-¡Ya veo que sólo has estado haciendo daño! -exclamó la rnadre-. ¡A la bolsa contigo!
Y antes de que el Viento Sur se diera
cuenta, la anciana lo tomó por la cintura y lo metió en la bolsa. El grandullón se revolcó por el suelo, pero ella se le sentó encima, lo cual lo obligó a quedarse quieto.
-Tus hijos son gente muy nerviosa -comentó el Príncipe.
-Así es, pero yo me basto para dominarlos. Aquí llega el cuarto de ellos.

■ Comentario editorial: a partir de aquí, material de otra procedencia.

Issue #1067, opened 2023-07-17
Improve performance of query - getPowerBoostingSnapshotWithoutBalance


aminlatifi:
This query takes more than one minutes to run.
```sql
select "userId", "powerSnapshotId", "blockNumber","walletAddress"
        from (select DISTINCT "powerSnapshotId", "userId" from power_boosting_snapshot) as boosting
        inner join public."user" as "user" on  "userId"= "user".id
        inner join power_snapshot as "snapshot" on boosting."powerSnapshotId" = snapshot.id
        where snapshot."blockNumber" is not NULL
        and not exists (
          select
          from power_balance_snapshot as "balance"
          where balance."powerSnapshotId" = boosting."powerSnapshotId" and
          balance."userId" = boosting."userId"
        )
        order by "blockNumber" ASC
        LIMIT $1
        OFFSET $2
```

divine-comedian:
Need to change how we have designed back-end, putting a heavy load on the back-end, we probably cannot optimize this since it is a complex query. 

Will need a few weeks to work on technical debts like this

maryjaf:
How can I test this issue?
should we check all scenarios related to Givpower and ranking calculation  to sure every thing works as before on STG or sth more should be tested?
@aminlatifi

aminlatifi:
> How can I test this issue? should we check all scenarios related to Givpower and ranking calculation to sure every thing works as before on STG or sth more should be tested? @aminlatifi

@maryjaf Yes, GIVpower sorting (not instant boosting) must be tested. We must be sure the balance snapshotting and calculating the balance based on average of periodic snapshots is working as before

maryjaf:
On stg:
Start Date :Sun Aug 6 2023 8:00 PM
End Date: Sun Aug 20 2023 8:00 PM
Can you decrease the round time on stg ?

maryjaf:
Some times by modifying the percentage of Givpower, my Givpower is changed to 0 and after that by refreshing has been resolved

<img width="1397" alt="image" src="https://github.com/Giveth/impact-graph/assets/111529185/fbef99b4-cdcc-4de0-9c1a-d7823873b134">

<img width="1125" alt="image" src="https://github.com/Giveth/impact-graph/assets/111529185/70d07bd2-2129-46f5-a6ad-ca8b5fe52df0">

@aminlatifi

aminlatifi:
[...]

PR #1079, opened 2023-07-31
Changed givpower boosting related queries to improve performance

aminlatifi:
Changed power_balance_snapshot table balance column to accept null values Change take TAKE_POWER_BOOSTING_SNAPSHOT procedure to make instances of power_balance_snapshot for users has power_boosting_snapshot for each snapshot Updated tests to match these changes
Ref #1067


aminlatifi:
@CarlosQ96 @MohammadPCh We must monitor database load before and after this merge

aminlatifi:
I noticed some of gnosis tests pass by setting xdai rpc to https://xdai-rpc.gateway.pokt.network/

CarlosQ96:
@aminlatifi once I change the XDAI node url like you said the error is fixed.

If you look at the errors its a UNIQUENESS ERROR. Which doesn't make sense. But I encountered this before.

 I found the root cause, I think it's a bug in our test library.
When any http/blockchain/rpc call fails (in this case the xdai url), the tests retry themselves multiple times.
Since we don't clean the data on each test start it hit the uniqueness error.

We should update the test environment to this new url and rerun tests.

It's not the PRs issue but some network, xdai rpc url issue.

CarlosQ96:
when changing Xdai url most tests worked but seems 2 are failing. Couldn't find the cause, if its still the xdai url or something else.

aminlatifi:
@CarlosQ96 Let's raise the gnosis provider with the Devops team.
Did you review the PR? can we proceed? do you think we must wait for all tests be passed?

CarlosQ96:
@aminlatifi I think all test need to pass or else it wont deploy. But I think the code is fine. 

Its a url/rpc issue not code.

CarlosQ96 (approved):
LGTM but we have to fix the URLS/RPC for tests to pass or wont deploy.

CarlosQ96:
Locally all tests pass for me, its an rpc provider issue.

CarlosQ96:
@geleeroyale @mhmdksh We are having some issue with the gnosis provider as it's not being reliable and failing when requesting data, throwing errors so our tests are failing.
We might need to find a new url or test won't pass.

geleeroyale:
Hey Carlos! Which provider do we have set? If it is a gateway RPC I recommend to switch back to our quicknode instance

Era el Viento Este, que venía vestido a la usanza china.
-¡Oh! ¿Vienes de aquellas
regiones? -interrogó la madre-. Se me ocurre que quizá hayas estado en el Jardín del Edén.
-Pienso ir allí mañana
-respondió el Viento Este-. Mañana se cumplirán cien
años desde que estuve en ese lugar la última vez. Acabo de llegar de China, donde bailé alrededor de la torre de porcelana hasta que todas las campanas empezaron a tocar a coro. Vi cómo azotaban a los mandarines en plena calle, hasta romperles las cañas de bambú en los hombros, y mira que eran todos gente de la primera a la novena jerarquía. Gritaban: "¡Gracias, gracias, padre y bienhechor!", pero no lo decían muy a conciencia. Y yo seguía haciendo sonar las campanas y cantando: "¡Tsing-tsang, tsu!".
-¡Pues vaya que te jactas de
semejante cosa! -observó la anciana-. Es una gran cosa que tengas que ir mañana al Jardín del Edén; eso te hará mejorar de conducta. No te olvides de beber en la fuente de la sabiduría, y de traerme a casa una botella de aquellas aguas.